An Analytic Description of Semi-Classical Black-Hole Geometry

TL;DR

This paper analytically models the spacetime geometry during black hole formation and evaporation, revealing that the collapsing shell remains extremely close to the apparent horizon, with implications for semi-classical gravity.

Contribution

It provides an exact analytic solution to the semi-classical Einstein equations for a collapsing shell, elucidating black hole dynamics and horizon proximity in quantum regimes.

Findings

Proper distance between shell and horizon remains Planck-scale after horizon crossing.

Shell position effectively coincides with the apparent horizon in semi-classical gravity.

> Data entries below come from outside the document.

PR #753, opened 2024-01-15
Add GaussianSquare pulse shape

Jacfomg:
This should add the flat top gaussian pulses or gaussian square. I would advise to test the devices output on the scope just to be sure the drivers behave properly for readout and flux pulses.

Checklist:
- [ ] Tests are passing.

### DIFF
--- a/tests/test_pulses.py
+++ b/tests/test_pulses.py
@@ -21,7 +21,6 @@ from qibolab.pulses import (
     ReadoutPulse,
     Rectangular,
     ShapeInitError,
-    SplitPulse,
     Waveform,
     eCap,
 )
@@ -36,8 +35,7 @@ def test_pulses_plot_functions():
     p3 = FluxPulse(0, 40, 0.9, IIR([-0.5, 2], [1], Rectangular()), 0, 200)
     p4 = FluxPulse(0, 40, 0.9, SNZ(t_idling=10), 0, 200)
     p5 = Pulse(0, 40, 0.9, 400e6, 0, eCap(alpha=2), 0, PulseType.DRIVE)
-    p6 = SplitPulse(p5, window_start=10, window_finish=30)
-    p7 = Pulse(0, 40, 0.9, 50e6, 0, GaussianSquare(5, 0.9), 0, PulseType.DRIVE, 2)
+    p6 = Pulse(0, 40, 0.9, 50e6, 0, GaussianSquare(5, 0.9), 0, PulseType.DRIVE, 2)
     ps = p0 + p1 + p2 + p3 + p4 + p5 + p6
     wf = p0.modulated_waveform_i()
 


AleCandido:
To point it out now (later would be too late): I understand you're giving it the name used in Zurich, and it makes sense, but we have already another name around (in Qibosoq), i.e. `FlatTop`.

I'm not sure which is the most used name in the literature, but it'd be better to take a decision now, and stick to that name (possibly asking @rodolfocarobene to switch name even in Qibosoq, since it's still in the Qibo domain).

rodolfocarobene:
I used the name "flattop" as it was used in qick, but I have no problem changing it in something else. I agree that we should all use the same one (if the definition is the same)

Jacfomg:
> To point it out now (later would be too late): I understand you're giving it the name used in Zurich, and it makes sense, but we have already another name around (in Qibosoq), i.e. `FlatTop`.
> 
> I'm not sure which is the most used name in the literature, but it'd be better to take a decision now, and stick to that name (possibly asking @rodolfocarobene to switch name even in Qibosoq, since it's still in the Qibo domain).

Yeah, I would not have any problem changing it either, I just went with the name I used when I implemented it a while ago, `GaussianSquare`, on the zurich driver. But, I would say that from `FlatTop` you could not infer that has a gaussian rise and fall as I suppuse you could also play with other functions there, as well as being the rectangular pulse also a flattop. 

I think, the most used name is flattop gaussian in the literature, but it quite a long one.

Jacfomg:
> I used the name "flattop" as it was used in qick, but I have no problem changing it in something else. I agree that we should all use the same one (if the definition is the same)

For the definition I had two options, to use a `width` that tells the percentage of the pulse that is flat or just ask for the `gaussian duration` and flattop duration directly. I would prefer the first one as it could be simpler for duration sweeps. Which one did you use ?

AleCandido:
Btw: instead of gluing (i.e. `concatenate`) arrays, I'd suggest to use indexing, in the spirit of vectorized functions.

You could do something like:
```py
def fvec(x):
    x = np.array(x)
    a = np.zeros_like(x)
    a[x > 0] = x[x > 0] + 100
    a[x < -1] = -x[x < -1]
    return a
```

The advantage is that this function could be called with an arbitrarily shaped array (including scalars), and give back a homogeneous result.
Of course, we will call the function with an array of times, and at the moment you will have to supply also that (but in a later stage I'm planning to drop `num_samples` and just provide the callable as a function of time, the array of times can be generated in a single place for all the waveforms).

src/qibolab/pulses.py
```diff
@@ -363,6 +363,67 @@ def __repr__(self):
...
+            return self.rel_sigma == item.rel_sigma and self.width == item.width
+        return False
+
+    def envelope_waveform_i(self, sampling_rate=SAMPLING_RATE) -> Waveform:
+        """The envelope waveform of the i component of the pulse."""
+
+        if self.pulse:
+            num_samples = int(np.rint(self.pulse.duration * sampling_rate))
+            flat_samples = int(np.rint(self.width * num_samples))
+            gaussian_samples = (num_samples - flat_samples) // 2
```
stavros11, line 396: The roundings that happen here may cause a missing sample depending on the values of duration, width and sampling rate. For example in
```py
from qibolab.pulses import Pulse, GaussianSquare

pulse = Pulse(start=0, duration=50, amplitude=0.1, frequency=5e9, relative_phase=0, shape=GaussianSquare(5, 0.9))

print(len(pulse.envelope_waveform_i(sampling_rate=1)))
print(len(pulse.envelope_waveform_q(sampling_rate=1)))
```
we expect waveforms of length 50, but we get 49 for the I component and 50 for Q. Similar thing for duration=48 or 49.

It would be good if we can resolve this, because it may cause errors in some drivers, for example if I and Q lengths disagree, or if they are different from the expected length. Putting the missing sample in the flat part is an acceptable solution.

stavros11 (commented):
Thanks @Jacfomg. No strong opinion about the name or the width from my side.

Just noting that the width vs gaussian len may be a bit relevant when sweeping duration of this pulse. There are different ways to do that, for example if we are upsampling the whole waveform, this will probably change the gaussian and flattop lengths while keeping width almost constant. If we are stretching only the flattop part then width will change while sweeping. I guess this is instrument dependent so we could even ignore for this PR and try to document it later.

src/qibolab/pulses.py
Jacfomg: This should solve it
```suggestion
            num_samples = int(np.rint(self.pulse.duration * sampling_rate))
            flat_samples = int(np.rint(self.width * num_samples))
            gaussian_samples = (num_samples - flat_samples) // 2
            flat_samples += (num_samples - flat_samples) % 2
```

Jacfomg:
> @Jacfomg you could solve the vectorization and the size problem with a single (arguably simple) approach:
> 
> ```python
> t = np.arange(num_samples)
> length = num_samples
> pulse = np.ones_like(t)
> pulse[t < gaussian_samples] = ...
> pulse[t > length - gaussian_samples] = ...
> ```

Yeah, I realized I will do this now, I started with the other comment as it was simpler before noticing this :)

AleCandido:
Ok, I'm definitely using this one as a complicate prototype of what I want to do to all the others, but I solved the problem of the elementwise application:;
```py
def gaussian(t):
    return np.exp(...)

def fvec(t, gaussian_samples, length=None):
    if length is None:
        length = t.shape[0]
                                      
    pulse = 50 * np.ones_like(t)
    rise = t < gaussian_samples
    fall = t > length - gaussian_samples
    pulse[rise] = gaussian(t[rise])
    pulse[fall] = - gaussian(t[fall])
    return pulse

```

Jacfomg:
> Ok, I'm definitely using this one as a complicate prototype of what I want to do to all the others, but I solved the problem of the elementwise application:;
> 
> ```python
> def gaussian(t):
>     return np.exp(...)
> 
> def fvec(t, gaussian_samples, length=None):
>     if length is None:
>         length = t.shape[0]
>                                       
>     pulse = 50 * np.ones_like(t)
>     rise = t < gaussian_samples
>     fall = t > length - gaussian_samples
>     pulse[rise] = gaussian(t[rise])
>     pulse[fall] = - gaussian(t[fall])
>     return pulse
> ```
> 
> I.e.: if you want to do it, you will make my life slightly easier when I will attempt to replace `Waveform` and `PulseShape` with the vectorized callables. Otherwise, I will do it anyhow later.

I'm fine with it. that way I know a bit how things will work afterwards. I must say this seems to be closer to what zurich does for their waveforms as well, maybe you could have a look there.

AleCandido:
> I'm fine with it. that way I know a bit how things will work afterwards. I must say this seems to be closer to what zurich does for their waveforms as well, maybe you could have a look there.

Yeah, I could guess it (and I will have a look). My feeling is that, despite all the changes in `laboneq`, Zurich has one of the most advanced interfaces (in a different direction from QM, in a certain sense).
And Qibolab is really at the same level of `laboneq`, not a higher one. So, we're duplicating part of their work, for the sake of standardization with the other instruments.

rodolfocarobene:
> For the definition I had two options, to use a `width` that tells the percentage of the pulse that is flat or just ask for the `gaussian duration` and flattop duration directly. I would prefer the first one as it could be simpler for duration sweeps. Which one did you use ?

I'm using the QICK definition, so you give the duration of the pulse and the sigma of the gaussian... To be fair I don't fully understand how this works

tests/test_pulses.py
```diff
@@ -13,13 +13,15 @@
...
     Gaussian,
+    GaussianSquare,
     Pulse,
     PulseSequence,
     PulseShape,
     PulseType,
     ReadoutPulse,
     Rectangular,
     ShapeInitError,
+    SplitPulse,
```
stavros11, line 24: I think this is causing tests to fail.

Jacfomg:
> > For the definition I had two options, to use a `width` that tells the percentage of the pulse that is flat or just ask for the `gaussian duration` and flattop duration directly. I would prefer the first one as it could be simpler for duration sweeps. Which one did you use ?
> 
> I'm using the QICK definition, so you give the duration of the pulse and the sigma of the gaussian... To be fair I don't fully understand how this works

Me neither you would need at least 3 parameters to describe the pulse to my understanding. Pulse duration, gaussian duration or width and the sigma.

AleCandido:
> That should be it, I will leave the functions inside the GaussianSquare for now then.

Indeed, since the current interface requires the envelopes methods, and return `Waveform`s, this is definitely what you should do.

> Me neither you would need at least 3 parameters to describe the pulse to my understanding. Pulse duration, gaussian duration or width and the sigma.

Agreed, it can't be fewer than that.

> I'm using the QICK definition, so you give the duration of the pulse and the sigma of the gaussian... To be fair I don't fully understand how this works

To me, it seems that you're only making a Gaussian pulse, rather than an actual `FlatTop`...
https://github.com/qiboteam/qibosoq/blob/0dcd37c08f173f28cf7a83e662bb3300fa26f7d8/src/qibosoq/programs/base.py#L135-L138
https://github.com/openquantumhardware/qick/blob/c1e3c0dba8bbf5e48c79ae1101f3f186c2a83eec/qick_lib/qick/asm_v2.py#L499-L501

It looks like QICK wants to generate the Gaussian, and later split it in half (not sure when or where, since they are filling an internal dictionary, not supposed to be touched outside https://github.com/openquantumhardware/qick/blob/c1e3c0dba8bbf5e48c79ae1101f3f186c2a83eec/qick_lib/qick/qick_asm.py#L785)

src/qibolab/pulses.py
```diff
@@ -363,6 +363,77 @@ def __repr__(self):
...
+
+    def envelope_waveform_i(self, sampling_rate=SAMPLING_RATE) -> Waveform:
+        """The envelope waveform of the i component of the pulse."""
+
+        if self.pulse:
+
+            def gaussian(t, rel_sigma, gaussian_samples):
+                mu = (2 * gaussian_samples - 1) / 2
+                sigma = (2 * gaussian_samples) / rel_sigma
+                return np.exp(-0.5 * ((t - mu) / sigma) ** 2)
```
stavros11, line 398: Maybe this could be moved outside as a module method to be reused in other shapes (for example the `Gaussian`), if applicable. This is more for @AleCandido refactoring.

stavros11 (approved):
Thanks for the updates, it works as expected now.

src/qibolab/pulses.py
AleCandido: For sure, but I was also thinking to use something like:
https://scipy.github.io/devdocs/reference/generated/scipy.signal.windows.gaussian.html#scipy.signal.windows.gaussian
(though I'm not sure whether I want to add a dependency on SciPy just for this: it's only SciPy, but it's still a further dependency...)

rodolfocarobene:
Or maybe my "length=length/2" is actually enforcing that the gaussian part has an equal length to the constant one... I will have to test it and fix it, but if that was the case it should be very easy

PR #761, opened 2024-01-16
Drop `pyyaml` dependency

AleCandido:
There was no usage left of PyYAML inside Qibolab. This PR is just dropping the dependency declaration.


AleCandido:
My bad: GitHub didn't know that PyYAML package is actually named `yaml`, and I forgot to tell him :P

PR #763, opened 2024-01-16
Remove transpiler-related tutorial

alecandido:
The transpiler has been moved to Qibo a while ago, so I'd consider this a leftover. In
case there is something to be moved before dropping here (or right after) let's do it
quickly, or otherwise postpone it until it will be relevant (i.e. let's not block the
update of Qibolab behind the update of Qibo, since having two outdated docs is worse
than a single one).


stavros11:
Thanks @AleCandido. I agree with removing, I would just prefer to open a PR copying this in Qibo before merging, so that it does not get lost in the abyss. Unless it is already there. I can have a look and do it.

stavros11:
I had a look in Qibo and there is already an example about how to modify the transpiler, so no need to move anything there. However, the tutorial here also talks about how to modify the compiler and plug it to the `QibolabBackend` which is not covered in Qibo and is still part of qibolab code. Therefore, I would only remove the transpiler part and keep the rest, maybe modifying the title and the text a bit.

@AleCandido I can do it pushing to this branch, if you agree.

AleCandido:
> I had a look in Qibo and there is already an example about how to modify the transpiler, so no need to move anything there.

Sorry: I actually already had a look yesterday, so I knew it (I could have written in the OP).

> However, the tutorial here also talks about how to modify the compiler and plug it to the `QibolabBackend` which is not covered in Qibo and is still part of qibolab code. Therefore, I would only remove the transpiler part and keep the rest, maybe modifying the title and the text a bit.
> 
> @AleCandido I can do it pushing to this branch, if you agree.

If you wish, that's fine. Just change the name of the file and title with the substitution `transpiler -> compiler`, and truncate the transpiler-specific part.

Simone-Bordoni (approved):

stavros11 (approved):
@alecandido I did some modifications so that the tutorial focuses on the compiler that is still in qibolab. If you agree, feel free to merge.

PR #765, opened 2024-01-17
Execute circuits from QASM strings

BrunoLiegiBastonLiegi:
This implements a trivial function to directly execute circuits starting from a QASM string.

Checklist:
- [ ] Tests are passing.


src/qibolab/__init__.py
```diff
@@ -54,3 +55,27 @@ def create_platform(name, runcard=None):
     if runcard is None:
         return module.create()
     return module.create(runcard)
+
+
+def execute_qasm_circuit(
```
AleCandido, line 60:
```suggestion
def execute_qasm(
```

If you wish, QASM is enough :)

AleCandido (approved):

BrunoLiegiBastonLiegi:
Should I add a small example in the docs about this? Where would it be better to have it?

scarrazza:
Thanks @BrunoLiegiBastonLiegi. Yes, I think we should include this function in the API docs and create an entry in the tutorials, say "Circuit execution from QASM" with an example.

src/qibolab/__init__.py
```diff
@@ -54,3 +55,25 @@ def create_platform(name, runcard=None):
...
+                If ``None`` the default ``|00...0>`` state is used.
+        nshots (int): Number of shots to sample from the experiment.
+
+    Returns:
+        ``MeasurementOutcomes`` object containing the results acquired from the execution.
+    """
+    from qibolab.backends import QibolabBackend
+
+    circuit = Circuit.from_qasm(circuit)
+    return QibolabBackend(platform, runcard).execute_circuit(
```
scarrazza, line 77: I would prefer to return the results object after circuit execution instead of the circuit. Otherwise the name of this function is misleading, and most likely the user will prefer to get directly results instead of an intermediate representation.

stavros11: This should be returning directly the results (`MeasurementOutcomes`) since it is actually executing the circuit (it is using `execute_circuit`).

scarrazza (approved):

scarrazza:
@stavros11, indeed, I have sent the message by mistake while talking to Andrea.

stavros11 (approved):
Thanks @BrunoLiegiBastonLiegi. This already has two approvals so feel free to merge.

PR #766, opened 2024-01-18
Rename Qblox module classes 

### LINKED ISSUE #742: Rename Qblox modules classes
Side note, for a further PR:
- the name `Cluster` in `ClusterQCM_BB` is redundant, because it inherits from `ClusterModule`, and `QCM_BB` is already enough to identify it
- `QCM_BB` does not respect the conventions on class naming, because of the underscores, the valid alternatives are `QCMBB`, or (the more recommended) `QcmBb` (it is quite customary to treat acronyms as regular words in identifiers)

_Originally posted by @AleCandido in https://github.com/qiboteam/qibolab/pull/686#discussion_r1444626006_

PiergiorgioButtarini:
Qblox modules now have conventional names. Also I removed a deprecated test file.

Closes #742 
Checklist:
- [ ] Tests are passing.


src/qibolab/instruments/qblox/cluster_qrm_rf.py
```diff
@@ -18,7 +18,7 @@
 from .sweeper import QbloxSweeper, QbloxSweeperType
 
 
-class ClusterQRM_RF(ClusterModule):
+class QrmRf(ClusterModule):
```
stavros11, line 21: Thanks @PiergiorgioButtarini. I partly agree with the renames, particularly the removal of `_`. Maybe `QrmRF` would look better but no strong opinion from my side. Maybe we could also ask @aorgazf.

Other than that, could you please update the platforms in the other repo so that we can test?

PiergiorgioButtarini: Yes I also prefer `QrmRF` but I wanted to follow @alecandido suggestions. I think also Alvaro will prefer this notation.
Sure I will open a PR with the updated runcards

alecandido: As I said, there is some arbitrariness involved on which acronym you want to turn into words. You could consider a single acronym as a whole, and just use `Qrmrf` (to me, it's the ugliest).

Within my personal arbitrariness, I'd pick the current one. But the one suggested by you is also fine.

stavros11 (approved):
Thanks. I believe the instruments are not available for testing, but given that it is just a rename, it should be easy to identify any bugs so could be fine to even merge.

Regarding the name, I just suggested capital RF because it is closer to literature, does not strongly violate the naming convention (for that I am not sure though) and it is also used in a couple of places, such as 
https://github.com/qiboteam/qibolab/blob/ebe6054bae749ed2b0c8b2741bc02e9f82d5473c/src/qibolab/instruments/rfsoc/driver.py#L35
and in #661. But generally, excluding extremely bad choices (eg. `class cluster_qcm_bb`), I think that no matter how intuitive we try to make names, most users will still need to look at the docs/code to know what to import, so it's not that crucial.

alecandido:
> does not strongly violate the naming convention (for that I am not sure though)

Indeed, as I said above, acronyms involve a certain degree of arbitrariness

> But generally, excluding extremely bad choices (eg. `class cluster_qcm_bb`), I don't have strong opinion because no matter how intuitive we try to make names, most users will still need to look at the docs/code to know what to import.

For sure.

I would avoid even the current one, because still wrong (because of the `_`) even if mildly wrong. For the rest is a matter of taste, I will leave the choice to @PiergiorgioButtarini :)

stavros11:
Instruments are now working and QPU tests are passing, so we can probably merge this if the names are final.

alecandido:
I agree with @stavros11, this could be merged. It's a relatively *small* (and primarily *internal*) change, that has been already propagated consistently.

Analytic description covers black hole formation to evaporation stages.

Abstract

We study analytically the spacetime geometry of the black-hole formation and evaporation. As a simplest model of the collapse, we consider a spherical thin shell, and take the back-reaction from the negative energy of the quantum vacuum state. For definiteness, we will focus on quantum effects of s-waves. We obtain an analytic solution of the semi-classical Einstein equation for this model, that provides an overall description of the black hole geometry form the formation to evaporation. As an application of this result, we find its interesting implication that, after the collapsing shell enters the apparent horizon, the proper distance between the shell and the horizon remains as small as the Planck length even when the difference in their areal radii is of the same order as the Schwarzschild radius. The position of the shell would be regarded as the same place to the apparent horizon in the semi-classical regime of gravity.